The trailing price to earnings for the 12 months ended March 4, 2021 was 26.6. For every dollar of profits through the 12 month period ending December 31, 2020, investors in the average stock in the Standard & Poor’s 500 stock index were paying $26.63. The average price/earnings ratio of the S&P 500 since 1961 is 16.6.
But what’s different this time is that the 10-year Treasury bond yield is very low. Although the price/earnings ratio has been a reliable indicator of stock valuations in the past, interest rates are so low that it currently makes the p/e ratio a poor measure of whether stocks are priced too high. Even the Federal Reserve thinks p/e ratios are not relevant for evaluating the risk in the stock market currently.
According to the Federal Reserve Board’s November 2020, Financial Stability Report (FSR), which is published semi-annually, stocks are reasonably priced relative to the yield on a 10-year Treasury bond.
The Fed’s model for evaluating whether the stock market is expensive is shown in this chart. The Fed is not worried about the high p/e ratio of stocks. The Fed is focused on the spread of the 10-year Treasury bond yield versus the current p/e ratio.

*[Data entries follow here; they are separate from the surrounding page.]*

PR #289, opened 2017-04-22
Upgrade to Docker Compose v3

dunglas:
Also fix some issues raised by @teohhanhui in #244.

Ping @rawkode @jockos

### DIFF
--- a/docker-compose.yml
+++ b/docker-compose.yml
@@ -2,9 +2,7 @@ version: '3'
 
 services:
   db:
-    image: mysql:8.0
-    # Temporary fix, see https://github.com/docker-library/mysql/issues/284
-    entrypoint: ['/entrypoint.sh', '--character-set-server=utf8', '--collation-server=utf8_general_ci']
+    image: mysql:5.7
     environment:
       MYSQL_DATABASE: api_platform
       MYSQL_USER: api_platform
--- a/docker-compose.yml
+++ b/docker-compose.yml
@@ -1,44 +1,45 @@
-version: '2.1'
-
-volumes:
-  db_data:
-    driver: 'local'
+version: '3'
 
 services:
   db:
-    image: 'mysql:5.7'
+    image: mysql:8.0
+    # Temporary fix, see https://github.com/docker-library/mysql/issues/284
+    entrypoint: ['/entrypoint.sh', '--character-set-server=utf8', '--collation-server=utf8_general_ci']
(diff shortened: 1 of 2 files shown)


docker-compose.yml
```diff
@@ -1,44 +1,43 @@
...
-        condition: 'service_healthy'
+      - db
     environment:
-      SYMFONY_ENV: 'dev'
+      SYMFONY_ENV: dev
     volumes:
-      - './:/srv/api-platform'
+      - ./:/srv/api-platform
+      # For production only:
+      #- ./var/cache:/srv/api-platform/var/cache
```
Simperfit: The cache should be a non-shared volume even on dev because of performance issue on mac os x and windows

docker-compose.yml
```diff
@@ -1,44 +1,43 @@
...
+      #- ./var/logs:/srv/api-platform/var/logs
+      #- ./var/sessions:/srv/api-platform/var/sessions
+      #- ./var:/srv/api-platform/var
+      #- ./vendor:/srv/api-platform/vendor
```
Simperfit: The vendor should be a non-shared volume too IMO

docker-compose.yml
```diff
@@ -1,44 +1,43 @@
...
-      - 'db_data:/var/lib/mysql'
+      - db-data:/var/lib/mysql
     healthcheck:
-      test: ['CMD-SHELL', 'mysql --user=api_platform --password=api_platform -e "SHOW TABLES" api_platform']
-      interval: '5s'
-      timeout: '1s'
-      retries: 10
+      test: mysql --user=api_platform --password=api_platform -e "SELECT 1" api_platform
 
   php:
```
meyerbaptiste: [Like @teohhanhui](https://github.com/api-platform/api-platform/pull/248#issuecomment-284959726), I'm in favor of changing the name to `app`.

meyerbaptiste:
You have to upgrade Docker Engine to v1.13 in Travis: https://gist.github.com/dylanscott/ea6cff4900c50f4e85a58c01477e9473

docker-compose.yml
teohhanhui: Yes, I suggest we leave a comment for the user to comment out these sub-directory volumes if they are running on Linux, where there are no such performance issues.

dunglas:
Closed in favor of #308

Issue #298, opened 2017-05-12
Installing Docker version fails


bnd170:
When I execute `docker-compose up -d` I get this error:

> In file included from /usr/local/include/php/main/php_network.h:126:0,
                 from /usr/local/include/php/ext/standard/file.h:26,
                 from /usr/src/php/ext/zip/php_zip.c:27:
/usr/include/sys/poll.h:1:2: warning: #warning redirecting incorrect #include <sys/poll.h> to <poll.h> [-Wcpp]
 #warning redirecting incorrect #include <sys/poll.h> to <poll.h>
  ^
In file included from /usr/src/php/ext/zip/php_zip.c:29:0:
/usr/local/include/php/ext/pcre/php_pcre.h:29:18: fatal error: pcre.h: No such file or directory
compilation terminated.
Makefile:194: recipe for target 'php_zip.lo' failed
make: *** [php_zip.lo] Error 1
ERROR: Service 'php' failed to build: The command '/bin/sh -c set -xe 	&& apk add --no-cache --virtual .build-deps 		$PHPIZE_DEPS 		icu-dev 		zlib-dev 	&& docker-php-ext-install 		intl 		pdo_mysql 		zip 	&& pecl install 		apcu-${APCU_VERSION} 	&& docker-php-ext-enable --ini-name 20-apcu.ini apcu 	&& docker-php-ext-enable --ini-name 05-opcache.ini opcache 	&& apk del .build-deps' returned a non-zero code: 2

I'm using https://github.com/codekitchen/dinghy to increase performe of docker.

glanchow:
I ran the same issue, please add pcre-dev in the Dockerfile line 14 like this
`
	$PHPIZE_DEPS \
        pcre-dev \
	icu-dev \
`
I will submit a PR in a few minutes

teohhanhui:
This is not right. `$PHPIZE_DEPS` already includes `pcre-dev`: https://github.com/docker-library/php/blob/fba839b7dfbde029db36e834570a6b546189ee9e/7.1/fpm/alpine/Dockerfile

You may be using an outdated base image.

teohhanhui:
Okay, this was only recently broken since docker-library/php#429 and fixed by docker-library/php#433, so we can indeed revert now. Sorry for my lack of investigation...

bnd170:
Thanks guys! it worked.

PR #299, opened 2017-05-12
Add PCRE dependency to the docker build for the php image.

glanchow:
#298


Simperfit:
I think this PR should target 2.0 branch, but after that 👍

dunglas:
Thanks @glanchow

PR #302, opened 2017-05-15
Revert "Add PCRE dependency to the docker build for the php image."

teohhanhui:
Reverts api-platform/api-platform#299

See https://github.com/api-platform/api-platform/issues/298#issuecomment-301399836 and https://github.com/api-platform/api-platform/issues/298#issuecomment-301401182


dunglas:
Thanks @teohhanhui

PR #313, opened 2017-05-29
Fix Nginx's config

dunglas:
Fixes #308.

### DIFF
--- a/docker/nginx/conf.d/default.conf
+++ b/docker/nginx/conf.d/default.conf
@@ -1,5 +1,6 @@
 server {
     root /srv/api-platform/web;
+    resolver 127.0.0.11;
 
     location / {
         # try to serve file directly, fallback to app.php
@@ -49,7 +50,4 @@ server {
     location ~ \.php$ {
       return 404;
     }
-
-    error_log /var/log/nginx/app_error.log;
-    access_log /var/log/nginx/app_access.log;
 }


docker/nginx/conf.d/default.conf
```diff
@@ -49,7 +50,4 @@ server {
     location ~ \.php$ {
       return 404;
     }
-
-    error_log /var/log/nginx/app_error.log;
```
Simperfit: why removing the logs ?

dunglas: I don't remove them, I keep the default location. It allows to have it both in files and on stdout/stderr thanks to a trick in the official Nginx image.

docker-compose.yml
```diff
@@ -39,6 +39,8 @@ services:
     build:
       context: ./docker/nginx
       dockerfile: ./Dockerfile
+    depends_on:
+      - app
```
teohhanhui: This is unnecessary. That's why I removed it.

docker/nginx/conf.d/default.conf
teohhanhui: > It allows to have them both in files and in stdout/stderr thanks to a trick in the official Nginx image.

That's not true. They are symlinked to stdout and stderr respectively.

docker/nginx/conf.d/default.conf
```diff
@@ -1,5 +1,6 @@
 server {
     root /srv/api-platform/web;
+    resolver 127.0.0.11;
```
teohhanhui: Good catch! I should have actually tried running it!

docker/nginx/conf.d/default.conf
dunglas: It was was I was calling a trick.

PR #314, opened 2017-05-30
Switch to Symfony 3.3 stable

dunglas:


composer.json
```diff
@@ -30,7 +29,8 @@
         "sensio/distribution-bundle": "^5.0.19",
         "sensio/framework-extra-bundle": "^3.0.2",
         "symfony/monolog-bundle": "^3.1.0",
-        "symfony/swiftmailer-bundle": "^2.3",
+        "symfony/swiftmailer-bundle": "^2.3.10",
+        "symfony/symfony": "3.3.*",
```
teohhanhui: Can't this be `^3.3`?

docker-compose.yml
```diff
@@ -16,11 +16,11 @@ services:
       # This is for assets:install
       - ./web:/srv/api-platform/web:rw
       # If you develop on Linux, comment out the following volumes to just use bind-mounted project directory from host
-      - /srv/api-platform/var
-      - /srv/api-platform/var/cache
-      - /srv/api-platform/var/logs
-      - /srv/api-platform/var/sessions
-      - /srv/api-platform/vendor
+      #- /srv/api-platform/var
```
teohhanhui: Why this change? Doesn't it cause performance problems on Mac OS, at least?

docker-compose.yml
```diff
@@ -45,7 +45,7 @@ services:
     volumes:
       # Comment out the next line in production
       - ./docker/nginx/conf.d:/etc/nginx/conf.d:ro
-      - ./web:/srv/api-platform/web:ro
+      - ./web:/srv/api-platform/web:rw
```
teohhanhui: Why this change? `nginx` has no business writing anything into this directory...

docker-compose.yml
Simperfit: it does, this should be reverted

composer.json
dunglas: I've kept this as in `symfony/symfony-standard` on purpose (it prevents unwanted upgrades to the next major version when it is released)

Since yields are so low, the Fed does not view the high p/e ratios on stocks as a big risk.
“Prices relative to forecasts of corporate earnings have also risen considerably and are currently near the top of their historical distribution, even though there is significant uncertainty in the earnings outlook among market participants,” the Fed says in its most recent FSR “However, while the gap between the forward earnings-to-price ratio and the expected real yield on 10-year Treasury securities—a rough measure of the premium that investors require for holding risky corporate equities—has declined since May, it remains above its historical median due to the low level of Treasury yields. This development suggests that investor risk appetite, though higher since May, is still within historical norms.”
While stocks are currently priced near all-time highs, traditional valuation measures are also higher than normal, and while a confluence of unprecedented events are likely to make stocks more expensive in the days and weeks ahead, the yield curve is nowhere close to inverting. The Fed has caused all of the recessions and triggered most bear markets in stocks in modern history, usually by inverting the yield curve. For example, the Fed inverted the yield curve before the stock market collapse of 2000. Currently, the yield curve is not even close to inverting, giving the Fed room to raise interest rates as the economy continues to recover from the pandemic recession.
This is a time during which professional financial advice is critically important as well as a time to plan and to capitalize on the unusual conditions and opportunities it is spawning.